PR #946, opened 2021-09-15
assertTemplateUsed return type

meshy:
Hi! Thank you for this invaluable library.

I recently added a test to my project that looked something like this:

```python
def test_template(client: Client) -> None:
    with assertTemplateUsed("app/template.html"):
        client.get(URL)
```

This caused a typing error from MyPy:

```
"assertTemplateUsed" does not return a value  [func-returns-value]
```

This is because the [type hints added for this function in `pytest_django/asserts.py`](https://github.com/pytest-dev/pytest-django/blob/cf6b229bce0c717bc590d8fd7cef281f3aa2c1fa/pytest_django/asserts.py#L100-L113) incorrectly indicate a return type of `None`.

I hope this change will fix the error. While I was there, I noticed that the return type of `assertTemplateNotUsed` was similarly incorrect, so I've addressed that too.

I realise that I have imported an underscore-prefixed class here, and that might be a cause of some concern. I notice the class has existed for around 10 years, so I assume changes to the import are unlikely. That said please let me know if you would prefer me to replace the return type with a more generic `typing.ContextManager`, or if there is another approach that I might not have considered.

For reference, here is where Django returns instances of these classes:

https://github.com/django/django/blob/a7be74d01775f862d18add17b10296c8583e35d8/django/test/testcases.py#L653

https://github.com/django/django/blob/a7be74d01775f862d18add17b10296c8583e35d8/django/test/testcases.py#L682

### DIFF
--- a/pytest_django/asserts.py
+++ b/pytest_django/asserts.py
@@ -41,6 +41,7 @@ for assert_func in assertions_names:
 
 if TYPE_CHECKING:
     from django.http import HttpResponse
+    from django.test.testcases import _AssertTemplateUsedContext
 
     def assertRedirects(
         response: HttpResponse,
@@ -102,7 +103,7 @@ if TYPE_CHECKING:
         template_name: Optional[str] = ...,
         msg_prefix: str = ...,
         count: Optional[int] = ...,
-    ) -> None:
+    ) -> _AssertTemplateUsedContext:
         ...
 
     def assertTemplateNotUsed(
--- a/pytest_django/asserts.py
+++ b/pytest_django/asserts.py
@@ -41,7 +41,7 @@ for assert_func in assertions_names:
 
 if TYPE_CHECKING:
     from django.http import HttpResponse
-    from django.test.testcases import _AssertTemplateUsedContext
+    from django.test.testcases import _AssertTemplateNotUsedContext, _AssertTemplateUsedContext
 
     def assertRedirects(
         response: HttpResponse,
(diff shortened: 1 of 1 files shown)


bluetech (commented):
Thanks @meshy, good catch.

Even though the types have been around for a long time, I am still uneasy about importing them. Also, since Django isn't typed it becomes Any anyway...

My suggestion is would be this:

- Change the incorrect `-> None:` to `:` (i.e. no annotation). This indicates "incomplete annotation". Alternatives are:
    - Use `ContextManager` - I don't like this because the real type has extra attributes that may be accesses and `ContextManager` will prevent that.
    - Copy/paste the type - probably a bad idea.

- Add a "pytest native" fixture for this functionality, like [`django_assert_num_queries`](https://pytest-django.readthedocs.io/en/latest/helpers.html#django-assert-num-queries) which we have.

WDYT?

meshy:
> Even though the types have been around for a long time, I am still uneasy about importing them.

Seems reasonable to me :)

> Change the incorrect -> None: to : (i.e. no annotation).

Good plan. I've pushed a commit that removes the annotation. Please let me know if you would like me to merge my commits into one.

> Add a "pytest native" fixture for this functionality

This sounds like a good idea, but I don't know if I will have the time to implement this soon. Will you be happy merging this PR without the new feature?

bluetech:
That's OK, thanks!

* * *

▶ **EXERCISE**: Every entry shown above should be transcribed without alteration.

▶ **WRITTEN ANSWER**:
PR #946, opened 2021-09-15
assertTemplateUsed return type

meshy:
Hi! Thank you for this invaluable library.

I recently added a test to my project that looked something like this:

```python
def test_template(client: Client) -> None:
    with assertTemplateUsed("app/template.html"):
        client.get(URL)
```

This caused a typing error from MyPy:

```
"assertTemplateUsed" does not return a value  [func-returns-value]
```

This is because the [type hints added for this function in `pytest_django/asserts.py`](https://github.com/pytest-dev/pytest-django/blob/cf6b229bce0c717bc590d8fd7cef281f3aa2c1fa/pytest_django/asserts.py#L100-L113) incorrectly indicate a return type of `None`.

I hope this change will fix the error. While I was there, I noticed that the return type of `assertTemplateNotUsed` was similarly incorrect, so I've addressed that too.

I realise that I have imported an underscore-prefixed class here, and that might be a cause of some concern. I notice the class has existed for around 10 years, so I assume changes to the import are unlikely. That said please let me know if you would prefer me to replace the return type with a more generic `typing.ContextManager`, or if there is another approach that I might not have considered.

For reference, here is where Django returns instances of these classes:

https://github.com/django/django/blob/a7be74d01775f862d18add17b10296c8583e35d8/django/test/testcases.py#L653

https://github.com/django/django/blob/a7be74d01775f862d18add17b10296c8583e35d8/django/test/testcases.py#L682

### DIFF
--- a/pytest_django/asserts.py
+++ b/pytest_django/asserts.py
@@ -41,6 +41,7 @@ for assert_func in assertions_names:
 
 if TYPE_CHECKING:
     from django.http import HttpResponse
+    from django.test.testcases import _AssertTemplateUsedContext
 
     def assertRedirects(
         response: HttpResponse,
@@ -102,7 +103,7 @@ if TYPE_CHECKING:
         template_name: Optional[str] = ...,
         msg_prefix: str = ...,
         count: Optional[int] = ...,
-    ) -> None:
+    ) -> _AssertTemplateUsedContext:
         ...
 
     def assertTemplateNotUsed(
--- a/pytest_django/asserts.py
+++ b/pytest_django/asserts.py
@@ -41,7 +41,7 @@ for assert_func in assertions_names:
 
 if TYPE_CHECKING:
     from django.http import HttpResponse
-    from django.test.testcases import _AssertTemplateUsedContext
+    from django.test.testcases import _AssertTemplateNotUsedContext, _AssertTemplateUsedContext
 
     def assertRedirects(
         response: HttpResponse,
(diff shortened: 1 of 1 files shown)


bluetech (commented):
Thanks @meshy, good catch.

Even though the types have been around for a long time, I am still uneasy about importing them. Also, since Django isn't typed it becomes Any anyway...

My suggestion is would be this:

- Change the incorrect `-> None:` to `:` (i.e. no annotation). This indicates "incomplete annotation". Alternatives are:
    - Use `ContextManager` - I don't like this because the real type has extra attributes that may be accesses and `ContextManager` will prevent that.
    - Copy/paste the type - probably a bad idea.

- Add a "pytest native" fixture for this functionality, like [`django_assert_num_queries`](https://pytest-django.readthedocs.io/en/latest/helpers.html#django-assert-num-queries) which we have.

WDYT?

meshy:
> Even though the types have been around for a long time, I am still uneasy about importing them.

Seems reasonable to me :)

> Change the incorrect -> None: to : (i.e. no annotation).

Good plan. I've pushed a commit that removes the annotation. Please let me know if you would like me to merge my commits into one.

> Add a "pytest native" fixture for this functionality

This sounds like a good idea, but I don't know if I will have the time to implement this soon. Will you be happy merging this PR without the new feature?

bluetech:
That's OK, thanks!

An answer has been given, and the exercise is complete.